REQUIREMENT: Please transcribe exactly the lines from the one containing "access to useful" through the end of the records below, both included, and nothing else.

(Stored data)
++++
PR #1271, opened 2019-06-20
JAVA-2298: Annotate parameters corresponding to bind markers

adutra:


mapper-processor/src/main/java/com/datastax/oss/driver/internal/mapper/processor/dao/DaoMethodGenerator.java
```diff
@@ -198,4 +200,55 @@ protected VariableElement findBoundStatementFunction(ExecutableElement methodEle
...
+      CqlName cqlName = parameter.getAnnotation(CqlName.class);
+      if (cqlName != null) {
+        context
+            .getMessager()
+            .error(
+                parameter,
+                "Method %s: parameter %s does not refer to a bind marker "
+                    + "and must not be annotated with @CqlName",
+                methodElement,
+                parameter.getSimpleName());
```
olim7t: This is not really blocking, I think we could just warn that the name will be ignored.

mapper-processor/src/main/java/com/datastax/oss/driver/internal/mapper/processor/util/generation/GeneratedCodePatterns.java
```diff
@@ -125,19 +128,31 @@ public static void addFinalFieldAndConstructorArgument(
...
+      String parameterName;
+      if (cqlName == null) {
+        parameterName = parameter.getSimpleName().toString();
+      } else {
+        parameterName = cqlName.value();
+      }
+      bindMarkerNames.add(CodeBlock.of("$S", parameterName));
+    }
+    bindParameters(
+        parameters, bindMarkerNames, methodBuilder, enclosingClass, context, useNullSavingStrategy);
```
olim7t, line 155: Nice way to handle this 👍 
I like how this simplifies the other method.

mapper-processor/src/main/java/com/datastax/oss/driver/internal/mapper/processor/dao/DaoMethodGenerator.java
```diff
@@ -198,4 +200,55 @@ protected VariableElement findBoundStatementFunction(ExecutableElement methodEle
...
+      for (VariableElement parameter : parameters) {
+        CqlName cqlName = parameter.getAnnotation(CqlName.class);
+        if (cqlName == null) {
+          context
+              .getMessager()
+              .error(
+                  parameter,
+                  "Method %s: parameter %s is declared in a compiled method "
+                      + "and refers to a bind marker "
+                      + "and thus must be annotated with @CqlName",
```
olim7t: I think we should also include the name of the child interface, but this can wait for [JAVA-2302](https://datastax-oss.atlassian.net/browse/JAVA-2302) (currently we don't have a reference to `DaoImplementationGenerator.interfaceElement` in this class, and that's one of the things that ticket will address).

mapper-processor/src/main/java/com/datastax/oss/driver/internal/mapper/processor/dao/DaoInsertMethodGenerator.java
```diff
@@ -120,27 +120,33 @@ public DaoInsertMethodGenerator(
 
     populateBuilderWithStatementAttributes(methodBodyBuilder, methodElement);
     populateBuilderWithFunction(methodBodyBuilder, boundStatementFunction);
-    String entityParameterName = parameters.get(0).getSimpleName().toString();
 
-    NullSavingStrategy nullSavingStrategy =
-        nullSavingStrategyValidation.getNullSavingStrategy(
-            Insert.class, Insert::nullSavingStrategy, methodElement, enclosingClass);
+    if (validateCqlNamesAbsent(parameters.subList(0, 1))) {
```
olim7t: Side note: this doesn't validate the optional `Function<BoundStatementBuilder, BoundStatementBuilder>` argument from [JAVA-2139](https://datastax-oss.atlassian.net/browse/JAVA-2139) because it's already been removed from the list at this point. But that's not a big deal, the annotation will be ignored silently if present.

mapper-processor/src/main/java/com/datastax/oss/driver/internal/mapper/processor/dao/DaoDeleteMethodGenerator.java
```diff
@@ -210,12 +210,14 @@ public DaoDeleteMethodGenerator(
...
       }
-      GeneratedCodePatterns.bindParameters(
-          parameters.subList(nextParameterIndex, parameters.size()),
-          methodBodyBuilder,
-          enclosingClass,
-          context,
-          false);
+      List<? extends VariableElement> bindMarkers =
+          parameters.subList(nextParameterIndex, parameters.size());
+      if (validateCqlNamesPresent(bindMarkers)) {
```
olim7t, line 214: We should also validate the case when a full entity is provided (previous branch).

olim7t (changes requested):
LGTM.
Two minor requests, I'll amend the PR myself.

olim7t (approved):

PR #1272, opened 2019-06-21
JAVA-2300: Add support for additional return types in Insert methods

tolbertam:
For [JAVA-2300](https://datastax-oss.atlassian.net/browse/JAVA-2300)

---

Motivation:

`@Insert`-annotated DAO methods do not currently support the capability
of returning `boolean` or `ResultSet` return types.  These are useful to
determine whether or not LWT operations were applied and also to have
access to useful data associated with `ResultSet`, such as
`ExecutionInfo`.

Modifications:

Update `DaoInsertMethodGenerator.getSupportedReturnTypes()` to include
++++
ANSWER SPACE:
access to useful data associated with `ResultSet`, such as
`ExecutionInfo`.

Modifications:

Update `DaoInsertMethodGenerator.getSupportedReturnTypes()` to include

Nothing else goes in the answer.